Provided data:

PR #47, opened 2023-05-30
update tests based on changes to search index server

seungpark:
Two changes broke the unit tests:
- search transport server now instantiates after loading in the manifests (as well as search index update)
- search index requires a `Taxonomy` object when loading (required for query parsing)

### DIFF
--- a/.github/workflows/test.yml
+++ b/.github/workflows/test.yml
@@ -14,6 +14,9 @@ jobs:
     runs-on: ubuntu-latest
     env:
       ATLAS_URI: ${{ secrets.CI_ATLAS_URI }}
+      GROUP_ID: ${{ env.GROUP_ID }}
+      ATLAS_ADMIN_API_KEY: ${{ secrets.ATLAS_ADMIN_API_KEY }}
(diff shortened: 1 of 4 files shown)


seungpark:
@casthewiz what worked locally is failing due to environment variables. that said, we will have to introduce something like sinon to mock `update atlas search index` to **not** update search indexes in the tests while loading the index because that is the added logic of `index.load`

```
  http interface
Missing GROUP_ID
Missing ATLAS_ADMIN_API_KEY
Missing ATLAS_ADMIN_PUB_KEY
Usage: search-transport [--create-indexes]

The following environment variables are used:
* MANIFEST_URI
* ATLAS_URI
* ATLAS_DATABASE (defaults to "search")
* GROUP_ID
* ATLAS_ADMIN_API_KEY
* ATLAS_ADMIN_PUB_KEY 
```

casthewiz:
@seungpark We can use github env variables or secrets to pipe in relevant values into the action. 

Agreed that the unit tests shouldn't be updating the actual db instance if possible. 
The integration tests *should* update the `search-test` db and query against it as much as possible imo - so I wouldn't go to using `sinon` or other mocks there.

seungpark:
> 

that actually sounds like a great idea. will add these into env secrets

What the task asks: Copy each line of the data that contains the word "Missing".

Answer space:
Missing GROUP_ID
Missing ATLAS_ADMIN_API_KEY
Missing ATLAS_ADMIN_PUB_KEY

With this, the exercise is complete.